Upon motion of a party filed not later than 10 days after entry of judgment the court may amend its findings or make additional findings and may amend the judgment accordingly. The motion may be made with a motion for a new trial pursuant to rule 59. When findings of fact are made in actions tried by the court without a jury, the question of the sufficiency of evidence to support the findings may thereafter be raised whether or not the party raising the question has made in the court an objection to such findings or has made a motion to amend them or a motion for judgment.

(c) Presentation.

Unless an emergency is shown to exist, or a party has failed to appear at a hearing or trial, the court shall not sign findings of fact or conclusions of law until the defeated party or parties have received 5 days' notice of the time and place of the submission, and have been served with copies of the proposed findings and conclusions. Persons who have failed to appear at a hearing or trial after notice, may, in the discretion of the trial court, be deemed to have waived their right to notice of presentation or previous review of the proposed findings and conclusions.

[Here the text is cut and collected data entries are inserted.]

PR #5512, opened 2024-11-28
enh : Get subroutine_from_function pass to handle strings (right owner)

assem2002:
Towards #2257 (https://github.com/lfortran/lfortran/issues/2257#issuecomment-2041693935) + towards finalization
This handles the descriptorStrings `(character(:), alloctable :: str)` to transform the following code :
```fortran 
program p
    print *, func_str()    

    contains 

    function func_str() result(ret_str)
        character(:), allocatable :: ret_str
    end function
end program  
```
to 
```fortran
program p
implicit none
character(len=:, kind=1), allocatable :: __libasr__created__var__0__func_call_res
call func_str(__libasr__created__var__0__func_call_res)
print *, __libasr__created__var__0__func_call_res
deallocate(__libasr__created__var__0__func_call_res) ! Implicit deallocate

contains

subroutine func_str(ret_str)
    character(len=:, kind=1), allocatable, intent(out) :: ret_str
end subroutine func_str

end program p
```

I think we should do the same with normal strings (pointerString) `character(10) :: str` as it's being heap allocated so it needs to have proper owner then later in `insert_deallocate` pass we can properly deallocate it.

### DIFF
--- a/integration_tests/operator_overloading_07.f90
+++ b/integration_tests/operator_overloading_07.f90
@@ -1,0 +1,50 @@
+! Overloading the assignment operator `=` with a function call that would be handled by
+! `subroutine_from_function` pass. So we need to make sure that the pass 
+! actually replaces the function call in the overloaded expression.
+module operator_overloading_07_mod1
+    implicit none
+    interface assignment(=)
+        module procedure :: assign_string_char
+    end interface assignment(=)
+
+    type string_type
+        character(:), allocatable :: raw
+    end type
+
+    contains
+
+    subroutine assign_string_char(lhs, rhs)
+        type(string_type), intent(inout) :: lhs
+        character(len=*), intent(in) :: rhs
+        lhs%raw = rhs
+    end subroutine assign_string_char
+
+end module operator_overloading_07_mod1
+
+
+module operator_overloading_07_mod2
+    use operator_overloading_07_mod1
+    implicit none
+
+    type(string_type) :: instance
+    
+    contains
+    function func() result(ret_arr)
+        character(:), allocatable :: ret_arr
+        allocate(character(15) :: ret_arr)
+        ret_arr = "Hello World!"
+    end function
+
+    subroutine ff()
+        character(:), allocatable :: inp
+        instance = func() ! pass `subroutine_from_function` takes action here. It must handle the overloading of `=`. 
+        print *, instance%raw
+    end subroutine ff
+end module
+
+
+program operator_overloading_07
+    use operator_overloading_07_mod2, only : ff
+    implicit none
+    call ff()
+end program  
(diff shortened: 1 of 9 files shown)


assem2002:
the `simplifier` path fails due to that it uses special version of subroutine_from_function -- `subroutine_from_function_simplifer.cpp`, This pass doesn't have the logic that exists in normal `subroutine_from_function.cpp` as it depends on the `simplifier.cpp` to simplify the things beforehand.
I'll try to port the logic from `subroutine_from_function.cpp` to --> `subroutine_from_function_simplifer.cpp` for just strings.

assem2002:
The CI should pass after fixing this issue https://github.com/lfortran/lfortran/issues/5564

assem2002:
I tried to make the commits descriptive as much as I can. now we can appropriately free allocatable strings that are `returnVar`. 
If a reference test is needed please inform me.

certik:
The CI fails with:
```
[ 41%] Building Fortran object test/string/CMakeFiles/test_string_strip_chomp.dir/test_string_strip_chomp.f90.o
LCOMPILERS_ASSERT failed: /home/runner/work/lfortran/lfortran/src/libasr/../libasr/asr_utils.h
function Call_t_body(), line number 5973 at 
ASRUtils::check_equal_type(arg_type, orig_arg_type)
ERROR MESSAGE:
ASRUtils::check_equal_type(string_type, str)
LCOMPILERS_ASSERT failed: /home/runner/work/lfortran/lfortran/src/libasr/../libasr/asr_utils.h
function Call_t_body(), line number 5973 at 
ASRUtils::check_equal_type(arg_type, orig_arg_type)
ERROR MESSAGE:
ASRUtils::check_equal_type(string_type, str)
Aborted (core dumped)
make[2]: *** [test/string/CMakeFiles/test_string_match.dir/build.make:75: test/string/CMakeFiles/test_string_match.dir/test_string_match.f90.o] Error 134
```

integration_tests/operator_overloading_07.f90
```diff
@@ -0,0 +1,51 @@
+! Overloading the assignment operator `=` with a function call that would be handled by
+! `subroutine_from_function` pass. So we need to make sure that the pass 
+! actually replaces the function call in the overloaded expression.
+module operator_overloading_07_mod1
+    implicit none
```
assem2002, line 5: It's not relevant test to what the PR is trying to do, rather it's a test to make sure that overload expr in `assignment_t` node is actually replaced correctly. as it took me a while to figure out that I forget about the case of a replaceable functionCall in the `overload` expr.

assem2002:
Ready for review.

certik (approved):
I think this looks good, it moves things in the right direction. 

The deallocate statement should be inserted at the end via "insert_deallocate", but we'll get to it later.

assem2002:
We already insert the deallocation node for allocatable strings .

(d) Judgment Without Findings, etc.

A judgment entered in a case tried to the court where findings are required, without findings of fact having been made, is subject to a motion to vacate within the time for the taking of an appeal. After vacation, the judgment shall not be reentered until findings are entered pursuant to this rule.

(e) Time Limit for Decision. (Reserved. See RCW 2.08.240.)

[Amended effective September 1, 1985; January 1, 1988; September 1, 2005.]